Well, time to close the thread I think - purchased a new Alien X tonight and it feels great ! Funny thing is 08 Mamba 353fps, Alien x 330fps but both at 60lbs with a 300grn arrow and 1 inch shorter DL on the Alien and getting the same speed through the chronograph = 300fps ?????? Smoother draw, nice solid wall, shorter ATA, all DL adjustments on the cam, and cheaper by about $350.00 = I'm pretty happy ! Think it's going to be a sweet little huntin rig ! Still not happy about the 3 piece riser but I guess thats what warranty is for ! Hopefully I won't ever have to use it !!!
-Matt


----------



## MLabonte (Jan 19, 2009)

And YES my DL on the X is 25.5


----------



## CLASSICHUNTER (May 20, 2005)

can always come to my tournament and win the sidewinder by apa as a door prize aug 4th and 5th p and p archery perth...


----------



## araz2114 (Jan 13, 2003)

Are you saying you are getting 353 fps and 330 fps with 5 grains per lb at 25.5" draw length?

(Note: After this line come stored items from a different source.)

PR #6957, opened 2023-10-02
Accessiblity Violation for box/Simple storybook #6124

MadhurSikko:
#### What does this PR do?
Solved the Accessibility violation for box/Simple storybook.
The violation was regarding the minimum colour contrast ratio thresholds

/components/Box/stories/Simple.js

`yarn test`

In the storybook, inside the accessibility tab

Screenshot (79)

### DIFF
--- a/src/js/components/Box/stories/Simple.js
+++ b/src/js/components/Box/stories/Simple.js
@@ -11,13 +11,13 @@ export const SimpleBox = () => (
     justify="center"
     align="center"
     pad="xlarge"
-    background="dark-2"
+    background="dark-3"
     gap="medium"
   >
     <Box
       pad="large"
       align="center"
-      background={{ color: 'light-2', opacity: 'strong' }}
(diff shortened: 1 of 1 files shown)


jcfilben (commented):
Thanks for working on this! I think there is value to showing one card with a light color scheme and one with a dark color scheme. Can we keep the left card in a light color scheme but just adjust what light colors we are using to fix the accessibility violations?

MadhurSikko:
> Thanks for working on this! I think there is value to showing one card with a light color scheme and one with a dark color scheme. Can we keep the left card in a light color scheme but just adjust what light colors we are using to fix the accessibility violations?

I have been trying to figure out a combination which keeps the left card light colour and the right card dark colour using the in-build colours (e.g.: light-1 to light-6, dark-1 to dark6) however I have not been able to find such a combination.
https://dequeuniversity.com/rules/axe/4.7/color-contrast?application=axeAPI According to the following website we can add such a configuration however we can't use the predefined colors.

PR #6971, opened 2023-10-13
update minor and patch dependences

britt6612:
#### What does this PR do?
Updates all of the minor and patch dependencies will do major in another PR 
package.json
yarn build 
storybook 


package.json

Or is that the factory IBO specs? 






MLabonte said:


> Well, time to close the thread I think - purchased a new Alien X tonight and it feels great ! Funny thing is 08 Mamba 353fps, Alien x 330fps but both at 60lbs with a 300grn arrow and 1 inch shorter DL on the Alien and getting the same speed through the chronograph = 300fps ?????? Smoother draw, nice solid wall, shorter ATA, all DL adjustments on the cam, and cheaper by about $350.00 = I'm pretty happy ! Think it's going to be a sweet little huntin rig ! Still not happy about the 3 piece riser but I guess thats what warranty is for ! Hopefully I won't ever have to use it !!!
> -Matt


----------



## hoody123 (Aug 11, 2004)

Araz, those are the respective IBO's of the bows


----------



## MLabonte (Jan 19, 2009)

araz2114 said:


> Are you saying you are getting 353 fps and 330 fps with 5 grains per lb at 25.5" draw length? Or is that the factory IBO specs?


 The APA advertised speed at regular AMO specs were 353fps - 400grn arrow,70lbs,29inch draw. The Alien X was between 330-340 fps, Well my apa was set @ 60lbs and 26.5 DL with a 300grn arrow and I was getting 300fps, now the X was set at 60lbs, 25.5DL with a 300grn arrow and same speed 300fps.
-Matt


----------